2019-01-23 | 映画・ドラマ・本
池井戸潤氏の「空飛ぶタイヤ」が発表されたのは、2015年でした。この本のことは、ずっと気になっていたのですが、一昨年前にやっと、図書館から借りて読むことが出来ました。それまで、タイトルから勝手に、飛行機でタイヤやその材料であるゴムを輸出入するお話かと思っていましたが、本当に大きなトラックのタイヤがびょーん!って飛ぶ話だった。

 この本を読んだ感想はひたすら、「社長さんって大変だなぁ」だった。社員とその家族の生活を両肩に背負って、難しい決断をどんどん下していかなきゃならない。親の代から運輸会社を引き継いだ、主人公の二代目オーナー社長も、自社トラックが人身事故を起こして、会社のみならず、家庭もが窮地に陥りながらも、自社社員を信じて巨大企業に挑みます。ちなみに、池井戸作品の映画化は、今作が初めてなんだって。ちょっと意外。

 長いお話を二時間ちょっとにまとめるために、映画では簡略化されたエピソードが多くて、ラストに向けてなし崩し的に問題が解決しちゃうので、池井戸作品の醍醐味、一発逆転勧善懲悪!のカタルシスも弱かったような。特に、子供へのイジメや、PTA会長も務める主人公への弾劾といった、同時進行の家庭の問題は、ちょっと触れられただけ。纏めちゃうなら、夫を信じて、明るく励ます赤松社長の奥さんを見せるだけで良かったような。本当に理想的な奥様ですよね。深田恭子さん、綺麗だし。

 なのに、長男が「お前のとーちゃん、人殺し」と、インターネットで悪口を書かれて、このお母ちゃんが犯人を突き止めるために、同じクラスの子供の家に一軒一軒、「これ書いたの、誰よ!?」って聞いて回ったってのは、原作で描かれた背景無しだと、結構、ドン引き。奥さんの行動力を見せたかったのかもしれないけど、これだけポンと出すくらいなら、いっそ、子供へのいじめの件を持ち出さなくともよかったのに、って思いました。

 映画では、主人公の赤松社長(この苗字がいかにも熱血!って感じでいいねぇ)役は、TOKIOの長瀬 智也さん。本のイメージより、強面で押しが強い感じ。本のイメージでは、街の運送屋さんの大将らしく、もっと朴訥として、腰も低い感じだったから、なんだかシュッとしすぎて、庶民性が感じられなかったなぁ。ポスターの表情なんて、ヤンキーだし。素敵な奥様に立派なお家。上等のスーツを着こなした大企業のエリート達とは対称的な、中小企業の悲哀がゼロだった。

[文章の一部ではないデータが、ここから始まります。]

PR #979, opened 2023-07-20
feat: rolling log file appender

pgolovkin:
Enterprise-like rolling file appender that allows to save logs with date in the name
image

### DIFF
--- a/src/main/main.ts
+++ b/src/main/main.ts
@@ -25,18 +25,8 @@ log.transports.file.archiveLogFn = (oldLogFile: LogFile): void => {
   const info = path.parse(file);
 
   try {
-    const date = new Date();
-    let newFileName = path.join(
-      info.dir,
-      info.name + '.' + date.getFullYear() + '-' + (date.getMonth() + 1) + '-' + date.getDate() + info.ext,
-    );
-    if (fs.existsSync(newFileName)) {
-      let i: number = 1;
-      do {
-        i++;
-      } while (fs.existsSync(newFileName + '-' + i));
-      newFileName = newFileName + '-' + i;
-    }
+    const date = new Date().toISOString();
+    let newFileName = path.join(info.dir, info.name + '.' + date + info.ext);
     fs.renameSync(file, newFileName);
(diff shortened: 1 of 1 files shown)


src/main/main.ts
```diff
@@ -17,7 +19,29 @@ log.transports.console.useStyles = true;
...
+    let newFileName = path.join(
+      info.dir,
+      info.name + '.' + date.getFullYear() + '-' + (date.getMonth() + 1) + '-' + date.getDate() + info.ext,
+    );
+    if (fs.existsSync(newFileName)) {
+      let i: number = 1;
+      do {
+        i++;
+      } while (fs.existsSync(newFileName + '-' + i));
+      newFileName = newFileName + '-' + i;
```
Asmadek, line 38: Is it Okay to add index to the end of the extension, not filename?

pgolovkin: It's ok. I've checked it in the article https://www.baeldung.com/java-logging-rolling-file-appenders
However it may be better to add dot instead of dash.

egor0798 (approved):

src/main/main.ts
```diff
@@ -17,7 +19,29 @@ log.transports.console.useStyles = true;
...
+  const file = oldLogFile.toString();
+  const info = path.parse(file);
+
+  try {
+    const date = new Date();
+    let newFileName = path.join(
+      info.dir,
+      info.name + '.' + date.getFullYear() + '-' + (date.getMonth() + 1) + '-' + date.getDate() + info.ext,
+    );
+    if (fs.existsSync(newFileName)) {
```
stepanLav, line 33: I would suggest to use:
const date = new Date().toISOString();
in order to avoid duplication problem

Screenshot 2023-07-26 at 11 01 12

pgolovkin: Looks better 
image

Asmadek (approved):

stepanLav (approved):

tuul-wq (approved):

PR #984, opened 2023-07-24
CI. Release workflow fix: add skip if file name wasn't changed

stepanLav:
That command behave different in linux github image which leads to problem:
`mv: 'latest-linux.yml' and 'latest-linux.yml' are the same file`

### DIFF
--- a/.github/workflows/release.yaml
+++ b/.github/workflows/release.yaml
@@ -98,7 +98,9 @@ jobs:
           for file in *; do
             if [ -f "$file" ]; then
               new_name=$(echo "$file" | tr ' ' '-')
-              mv "$file" "$new_name"
+              if [ "$new_name" != "$file" ]; then # Skip files with no spaces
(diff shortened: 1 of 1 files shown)


pgolovkin (approved):

tuul-wq (approved):

.github/workflows/release.yaml
```diff
@@ -98,7 +98,9 @@ jobs:
           for file in *; do
             if [ -f "$file" ]; then
               new_name=$(echo "$file" | tr ' ' '-')
-              mv "$file" "$new_name"
+              if [ "$new_name" != "$file" ]; then # Skip files with no spaces
```
egor0798, line 101: Same result can be achieved with `-n` flag.
Docs: 
-n, --no-clobber
do not overwrite an existing file

egor0798 (approved):

PR #987, opened 2023-07-26
Feat: signature verify

Asmadek:
* Feat: signature verify
* fix: signing redesign


src/renderer/services/transaction/transactionService.ts
```diff
@@ -440,6 +442,12 @@ export const useTransaction = (): ITransactionService => {
       });
   };
 
+  const verifySignature = (payload: string | Uint8Array, signature: HexString, accountId: AccountId): Boolean => {
+    const result: VerifyResult = signatureVerify(payload, signature, accountId);
+
+    return result.isValid;
```
tuul-wq, line 448: Not sure about `result` variable, can use inline function call
```suggestion
    return signatureVerify(payload, signature, accountId).isValid;
```

tuul-wq (approved):

PR #1002, opened 2023-08-04
Feat: support max weight calc for unknown tx

Asmadek:
feat: support max weight calc for unknown tx
fix: use correct nonce definition 
fix: update some packages


src/renderer/screens/Operations/components/modals/ApproveTx.tsx
```diff
@@ -88,10 +90,11 @@ const ApproveTx = ({ tx, account, connection }: Props) => {
   }, [tx, signAccount?.accountId, txWeight]);
 
   useEffect(() => {
-    if (!tx.transaction || !connection.api) return;
```
valentunn, line 91: What does initial `tx.transaction` mean in this context? And why do we replace it with `getTxFromCallData(connection.api, tx.callData)`? Is that because `tx.transaction` might be invalid tx if method in calldata is unknown to spektr?

valentunn (approved):

src/renderer/services/transaction/common/constants.ts
```diff
@@ -1,5 +1,5 @@
 export const MAX_WEIGHT = {
-  refTime: '640000000',
+  refTime: '0',
```
valentunn, line 2: Are we sure we want to put `0` here?

egor0798 (approved):

src/renderer/screens/Operations/components/modals/ApproveTx.tsx
Asmadek: Yes, we don't fill transaction field for unknown operation. Because it have our inner format

PR #1015, opened 2023-08-15
Fix: UI exports

tuul-wq:
- Converted `import` + `export` to `re-export`


src/renderer/entities/chain/ui/ChainTitle/ChainTitle.tsx
```diff
@@ -32,9 +32,7 @@ export const ChainTitle = ({ as: Tag = 'div', fontClass, className, iconSize = 1
   return (
     <Tag className={cnTw('flex items-center gap-x-2', className)}>
       <ChainIcon src={chainObj?.icon} name={chainObj?.name} size={iconSize} />
-      <TextBase as="span" className={cnTw('text-text-tertiary text-footnote', fontClass)}>
```
tuul-wq, line 35: I assume `<TextBase />` should be used as a template component only inside `Typography`

Asmadek (approved):

PR #4916, opened 2025-10-21
feat: support balance providers and consumers handling

johnthecat:


src/renderer/domains/network/balance/service.ts
```diff
@@ -67,17 +67,19 @@ function tryReserve(balance: Balance, amount: BN, transferableMode?: Transferabl
 
 function tryWithdraw(balance: Balance, amount: BN, balancePreservation: BalancePreservation): BalanceUpdateResult {
   const transferable = transferableAmountBN(balance);
+  // reset strategy to keep alive if withdraw will lead to account slashing
```
valentunn: dusting/reaping. slashing is a term used for staking punishments

src/renderer/shared/api/balances/service/balanceService.ts
```diff
@@ -234,10 +237,14 @@ function subscribeStatemineAssetsChange(
...
         chainId: chain.chainId,
         assetId: asset.assetId,
+        assetType: asset.type,
         frozen: BN_ZERO,
         reserved: BN_ZERO,
         free,
         ed,
+        providers: 0,
+        consumers: 0,
+        sufficients: 0,
```
valentunn, line 247: Can we add providers only when NATIVE type is used? So we wont store "placeholder" values for other types and maintina more consistent state

valentunn (approved):

PR #4930, opened 2025-10-23
Fix/fee_loading_state

stepanLav:
## Description

**Problem**
When opening transfer modals or recalculating fees, the UI briefly displayed "0" instead of showing a loading indicator. This caused test failures and poor user experience, as users couldn't distinguish between an actual zero fee and a fee that was still being calculated.

**The issue occurred when:**

Opening a transfer modal (before initial fee calculation)
Changing transaction parameters (during recalculation)
Fee calculation failures

**Root Cause**
In createFeeCalculator.ts, the fee store was being reset to BN_ZERO in two scenarios:
When the extrinsic became null (during transaction recalculation)
When fee calculation failed
However, $pendingFee (which was simply fetchFeeFx.pending) would be false in these cases because the effect wasn't running. This created a state where fee = 0 and isLoading = false, causing the UI to render "0" instead of a loading state.

## Changes Made

Modified createFeeCalculator.ts to properly track the initialization state:
Added $isInitialized flag - Tracks whether a fee has been successfully calculated at least once
Removed fee resets - Fee now preserves its previous value instead of resetting to zero
Enhanced $pendingFee logic - Now combines fetchFeeFx.pending with $isInitialized:
Reset initialization on extrinsic change - When extrinsic becomes null, $isInitialized is reset to false, ensuring the loader shows during recalculation

## Checklist

### DIFF
--- a/src/renderer/shared/transactions/createFeeCalculator.ts
+++ b/src/renderer/shared/transactions/createFeeCalculator.ts
@@ -1,9 +1,9 @@
 import { type SubmittableExtrinsic } from '@polkadot/api/types/submittable';
 import { BN, BN_ZERO } from '@polkadot/util';
-import { type Store, type UnitValue, createEffect, createStore, sample } from 'effector';
+import { type Store, type UnitValue, combine, createEffect, createStore, sample } from 'effector';
 
 import { takeLast } from '@/shared/effector';
-import { nonNullable, nullable } from '@/shared/lib/utils';
+import { nullable } from '@/shared/lib/utils';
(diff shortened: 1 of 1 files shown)


johnthecat:
IMO it's better to have a null as default value, it will solve this inconsistency
There is another PR that addresses this exact problem
https://github.com/novasamatech/nova-spektr/pull/4933

aaa123eee:
solved here https://github.com/novasamatech/nova-spektr/pull/4933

 そのエリートたち、高橋一正さんと、ディーン・フジオカさんの端正さと、一方で岸部一徳のいやらしさ。生き残りをかけて戦う中小企業と、大企業の中でうごめく魑魅魍魎、野心、そしてあえて正しい道を歩もうとする男たち、というストーリーも消化不良だった。なるほど、必ずと言ってもいいほどドラマ化される池井戸作品、今まで映画化されなかったわけだ…と、納得の一作でした。


 ところで、会社の社長さんだけではなく、組織の上に立つリーダーは皆、大きな責任を背負って、難問に日常的に対峙し、常に最良の決定を下さねばならない、そのプレッシャーたるや大変なものだと思うけど、アメリカって巨大な組織の長が、すぐ癇癪起こす3才児、トランプってのは、本当に辛い…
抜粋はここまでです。